_What is needed:_
The records below are to be reproduced word for word.

_Supplied data:_
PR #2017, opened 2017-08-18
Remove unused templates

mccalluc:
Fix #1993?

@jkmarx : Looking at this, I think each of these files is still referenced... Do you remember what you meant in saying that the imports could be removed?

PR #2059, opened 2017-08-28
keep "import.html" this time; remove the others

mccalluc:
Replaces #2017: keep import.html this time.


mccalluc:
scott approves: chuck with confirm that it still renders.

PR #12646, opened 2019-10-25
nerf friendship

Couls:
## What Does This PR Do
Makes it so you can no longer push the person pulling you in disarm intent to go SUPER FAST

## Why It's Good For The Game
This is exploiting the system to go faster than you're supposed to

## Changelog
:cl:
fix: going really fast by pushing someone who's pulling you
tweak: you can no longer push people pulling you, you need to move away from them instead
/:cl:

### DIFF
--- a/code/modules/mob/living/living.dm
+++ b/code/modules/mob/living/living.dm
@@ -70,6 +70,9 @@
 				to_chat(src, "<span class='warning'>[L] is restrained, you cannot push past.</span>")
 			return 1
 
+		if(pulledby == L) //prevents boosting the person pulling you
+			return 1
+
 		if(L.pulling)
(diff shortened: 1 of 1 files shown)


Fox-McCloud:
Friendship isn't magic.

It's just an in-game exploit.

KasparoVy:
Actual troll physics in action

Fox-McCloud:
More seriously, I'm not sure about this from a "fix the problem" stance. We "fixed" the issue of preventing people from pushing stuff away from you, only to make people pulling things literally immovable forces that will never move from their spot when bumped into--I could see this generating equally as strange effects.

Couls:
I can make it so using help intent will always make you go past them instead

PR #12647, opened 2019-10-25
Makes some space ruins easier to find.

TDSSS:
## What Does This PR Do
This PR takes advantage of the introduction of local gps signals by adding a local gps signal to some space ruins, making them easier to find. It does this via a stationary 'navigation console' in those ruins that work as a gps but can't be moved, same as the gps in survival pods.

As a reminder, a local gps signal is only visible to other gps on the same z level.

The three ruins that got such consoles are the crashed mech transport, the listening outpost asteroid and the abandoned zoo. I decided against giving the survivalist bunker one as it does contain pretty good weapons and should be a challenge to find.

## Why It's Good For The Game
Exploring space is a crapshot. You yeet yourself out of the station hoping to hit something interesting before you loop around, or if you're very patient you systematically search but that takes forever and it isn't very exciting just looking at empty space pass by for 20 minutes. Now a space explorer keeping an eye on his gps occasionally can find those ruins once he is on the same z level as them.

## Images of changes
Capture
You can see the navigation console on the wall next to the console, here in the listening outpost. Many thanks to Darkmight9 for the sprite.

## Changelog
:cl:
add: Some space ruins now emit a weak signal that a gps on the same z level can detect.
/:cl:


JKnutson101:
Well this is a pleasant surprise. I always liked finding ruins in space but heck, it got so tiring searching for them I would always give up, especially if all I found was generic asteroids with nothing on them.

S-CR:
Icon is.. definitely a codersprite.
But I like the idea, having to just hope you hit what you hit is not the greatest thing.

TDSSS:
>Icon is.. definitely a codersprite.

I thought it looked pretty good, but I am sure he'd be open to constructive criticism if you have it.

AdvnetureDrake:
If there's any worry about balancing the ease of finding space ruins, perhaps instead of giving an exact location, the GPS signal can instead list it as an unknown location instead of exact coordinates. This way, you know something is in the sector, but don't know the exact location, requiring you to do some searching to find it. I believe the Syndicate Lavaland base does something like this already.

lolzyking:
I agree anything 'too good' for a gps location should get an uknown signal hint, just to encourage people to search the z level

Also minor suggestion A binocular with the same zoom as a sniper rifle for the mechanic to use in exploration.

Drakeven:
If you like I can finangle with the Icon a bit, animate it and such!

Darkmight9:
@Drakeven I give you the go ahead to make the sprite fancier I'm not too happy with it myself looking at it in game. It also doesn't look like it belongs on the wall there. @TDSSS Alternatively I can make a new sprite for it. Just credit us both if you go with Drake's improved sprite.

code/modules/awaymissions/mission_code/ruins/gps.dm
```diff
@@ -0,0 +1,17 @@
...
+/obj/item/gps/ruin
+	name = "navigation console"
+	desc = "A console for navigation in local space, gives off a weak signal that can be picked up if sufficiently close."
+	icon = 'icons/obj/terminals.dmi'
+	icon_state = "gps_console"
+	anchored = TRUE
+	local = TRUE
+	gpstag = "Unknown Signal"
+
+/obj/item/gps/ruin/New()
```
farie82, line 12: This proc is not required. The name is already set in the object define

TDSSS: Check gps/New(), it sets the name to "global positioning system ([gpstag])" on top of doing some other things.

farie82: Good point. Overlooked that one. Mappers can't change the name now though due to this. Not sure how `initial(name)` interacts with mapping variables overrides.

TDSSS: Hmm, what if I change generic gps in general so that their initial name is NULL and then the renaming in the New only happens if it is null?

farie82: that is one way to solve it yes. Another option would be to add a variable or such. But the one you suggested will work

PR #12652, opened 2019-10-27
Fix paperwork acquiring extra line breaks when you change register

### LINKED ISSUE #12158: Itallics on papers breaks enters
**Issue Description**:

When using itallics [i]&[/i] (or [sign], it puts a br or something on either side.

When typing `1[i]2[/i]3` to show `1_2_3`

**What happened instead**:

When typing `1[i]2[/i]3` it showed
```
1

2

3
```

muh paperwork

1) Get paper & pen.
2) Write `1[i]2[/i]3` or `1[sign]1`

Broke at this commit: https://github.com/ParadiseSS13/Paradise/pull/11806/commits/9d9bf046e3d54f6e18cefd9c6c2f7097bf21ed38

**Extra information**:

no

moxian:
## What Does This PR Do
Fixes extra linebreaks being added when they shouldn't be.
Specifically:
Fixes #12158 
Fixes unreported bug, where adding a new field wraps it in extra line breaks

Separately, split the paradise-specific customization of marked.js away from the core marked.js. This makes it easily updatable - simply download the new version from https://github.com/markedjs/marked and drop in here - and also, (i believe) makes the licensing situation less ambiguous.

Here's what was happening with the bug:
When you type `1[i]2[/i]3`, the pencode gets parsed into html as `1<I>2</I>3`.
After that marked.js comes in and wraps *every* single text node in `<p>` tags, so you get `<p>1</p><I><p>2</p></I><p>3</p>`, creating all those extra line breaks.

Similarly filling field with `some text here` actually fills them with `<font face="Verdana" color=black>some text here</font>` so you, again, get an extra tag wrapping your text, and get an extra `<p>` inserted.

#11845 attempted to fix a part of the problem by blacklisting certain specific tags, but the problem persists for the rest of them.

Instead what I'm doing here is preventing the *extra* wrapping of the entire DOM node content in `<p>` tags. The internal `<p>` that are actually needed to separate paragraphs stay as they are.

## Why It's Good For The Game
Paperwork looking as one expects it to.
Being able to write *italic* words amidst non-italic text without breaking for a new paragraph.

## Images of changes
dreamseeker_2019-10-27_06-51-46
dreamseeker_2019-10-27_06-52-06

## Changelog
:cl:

_Response to the task:_
PR #2017, opened 2017-08-18
Remove unused templates

mccalluc:
Fix #1993?

@jkmarx : Looking at this, I think each of these files is still referenced... Do you remember what you meant in saying that the imports could be removed?

PR #2059, opened 2017-08-28
keep "import.html" this time; remove the others

mccalluc:
Replaces #2017: keep import.html this time.


mccalluc:
scott approves: chuck with confirm that it still renders.

PR #12646, opened 2019-10-25
nerf friendship

Couls:
## What Does This PR Do
Makes it so you can no longer push the person pulling you in disarm intent to go SUPER FAST

## Why It's Good For The Game
This is exploiting the system to go faster than you're supposed to

## Changelog
:cl:
fix: going really fast by pushing someone who's pulling you
tweak: you can no longer push people pulling you, you need to move away from them instead
/:cl:

### DIFF
--- a/code/modules/mob/living/living.dm
+++ b/code/modules/mob/living/living.dm
@@ -70,6 +70,9 @@
 				to_chat(src, "<span class='warning'>[L] is restrained, you cannot push past.</span>")
 			return 1
 
+		if(pulledby == L) //prevents boosting the person pulling you
+			return 1
+
 		if(L.pulling)
(diff shortened: 1 of 1 files shown)


Fox-McCloud:
Friendship isn't magic.

It's just an in-game exploit.

KasparoVy:
Actual troll physics in action

Fox-McCloud:
More seriously, I'm not sure about this from a "fix the problem" stance. We "fixed" the issue of preventing people from pushing stuff away from you, only to make people pulling things literally immovable forces that will never move from their spot when bumped into--I could see this generating equally as strange effects.

Couls:
I can make it so using help intent will always make you go past them instead

PR #12647, opened 2019-10-25
Makes some space ruins easier to find.

TDSSS:
## What Does This PR Do
This PR takes advantage of the introduction of local gps signals by adding a local gps signal to some space ruins, making them easier to find. It does this via a stationary 'navigation console' in those ruins that work as a gps but can't be moved, same as the gps in survival pods.

As a reminder, a local gps signal is only visible to other gps on the same z level.

The three ruins that got such consoles are the crashed mech transport, the listening outpost asteroid and the abandoned zoo. I decided against giving the survivalist bunker one as it does contain pretty good weapons and should be a challenge to find.

## Why It's Good For The Game
Exploring space is a crapshot. You yeet yourself out of the station hoping to hit something interesting before you loop around, or if you're very patient you systematically search but that takes forever and it isn't very exciting just looking at empty space pass by for 20 minutes. Now a space explorer keeping an eye on his gps occasionally can find those ruins once he is on the same z level as them.

## Images of changes
Capture
You can see the navigation console on the wall next to the console, here in the listening outpost. Many thanks to Darkmight9 for the sprite.

## Changelog
:cl:
add: Some space ruins now emit a weak signal that a gps on the same z level can detect.
/:cl:


JKnutson101:
Well this is a pleasant surprise. I always liked finding ruins in space but heck, it got so tiring searching for them I would always give up, especially if all I found was generic asteroids with nothing on them.

S-CR:
Icon is.. definitely a codersprite.
But I like the idea, having to just hope you hit what you hit is not the greatest thing.

TDSSS:
>Icon is.. definitely a codersprite.

I thought it looked pretty good, but I am sure he'd be open to constructive criticism if you have it.

AdvnetureDrake:
If there's any worry about balancing the ease of finding space ruins, perhaps instead of giving an exact location, the GPS signal can instead list it as an unknown location instead of exact coordinates. This way, you know something is in the sector, but don't know the exact location, requiring you to do some searching to find it. I believe the Syndicate Lavaland base does something like this already.

lolzyking:
I agree anything 'too good' for a gps location should get an uknown signal hint, just to encourage people to search the z level

Also minor suggestion A binocular with the same zoom as a sniper rifle for the mechanic to use in exploration.

Drakeven:
If you like I can finangle with the Icon a bit, animate it and such!

Darkmight9:
@Drakeven I give you the go ahead to make the sprite fancier I'm not too happy with it myself looking at it in game. It also doesn't look like it belongs on the wall there. @TDSSS Alternatively I can make a new sprite for it. Just credit us both if you go with Drake's improved sprite.

code/modules/awaymissions/mission_code/ruins/gps.dm
```diff
@@ -0,0 +1,17 @@
...
+/obj/item/gps/ruin
+	name = "navigation console"
+	desc = "A console for navigation in local space, gives off a weak signal that can be picked up if sufficiently close."
+	icon = 'icons/obj/terminals.dmi'
+	icon_state = "gps_console"
+	anchored = TRUE
+	local = TRUE
+	gpstag = "Unknown Signal"
+
+/obj/item/gps/ruin/New()
```
farie82, line 12: This proc is not required. The name is already set in the object define

TDSSS: Check gps/New(), it sets the name to "global positioning system ([gpstag])" on top of doing some other things.

farie82: Good point. Overlooked that one. Mappers can't change the name now though due to this. Not sure how `initial(name)` interacts with mapping variables overrides.

TDSSS: Hmm, what if I change generic gps in general so that their initial name is NULL and then the renaming in the New only happens if it is null?

farie82: that is one way to solve it yes. Another option would be to add a variable or such. But the one you suggested will work

PR #12652, opened 2019-10-27
Fix paperwork acquiring extra line breaks when you change register

### LINKED ISSUE #12158: Itallics on papers breaks enters
**Issue Description**:

When using itallics [i]&[/i] (or [sign], it puts a br or something on either side.

When typing `1[i]2[/i]3` to show `1_2_3`

**What happened instead**:

When typing `1[i]2[/i]3` it showed
```
1

2

3
```

muh paperwork

1) Get paper & pen.
2) Write `1[i]2[/i]3` or `1[sign]1`

Broke at this commit: https://github.com/ParadiseSS13/Paradise/pull/11806/commits/9d9bf046e3d54f6e18cefd9c6c2f7097bf21ed38

**Extra information**:

no

moxian:
## What Does This PR Do
Fixes extra linebreaks being added when they shouldn't be.
Specifically:
Fixes #12158 
Fixes unreported bug, where adding a new field wraps it in extra line breaks

Separately, split the paradise-specific customization of marked.js away from the core marked.js. This makes it easily updatable - simply download the new version from https://github.com/markedjs/marked and drop in here - and also, (i believe) makes the licensing situation less ambiguous.

Here's what was happening with the bug:
When you type `1[i]2[/i]3`, the pencode gets parsed into html as `1<I>2</I>3`.
After that marked.js comes in and wraps *every* single text node in `<p>` tags, so you get `<p>1</p><I><p>2</p></I><p>3</p>`, creating all those extra line breaks.

Similarly filling field with `some text here` actually fills them with `<font face="Verdana" color=black>some text here</font>` so you, again, get an extra tag wrapping your text, and get an extra `<p>` inserted.

#11845 attempted to fix a part of the problem by blacklisting certain specific tags, but the problem persists for the rest of them.

Instead what I'm doing here is preventing the *extra* wrapping of the entire DOM node content in `<p>` tags. The internal `<p>` that are actually needed to separate paragraphs stay as they are.

## Why It's Good For The Game
Paperwork looking as one expects it to.
Being able to write *italic* words amidst non-italic text without breaking for a new paragraph.

## Images of changes
dreamseeker_2019-10-27_06-51-46
dreamseeker_2019-10-27_06-52-06

## Changelog
:cl:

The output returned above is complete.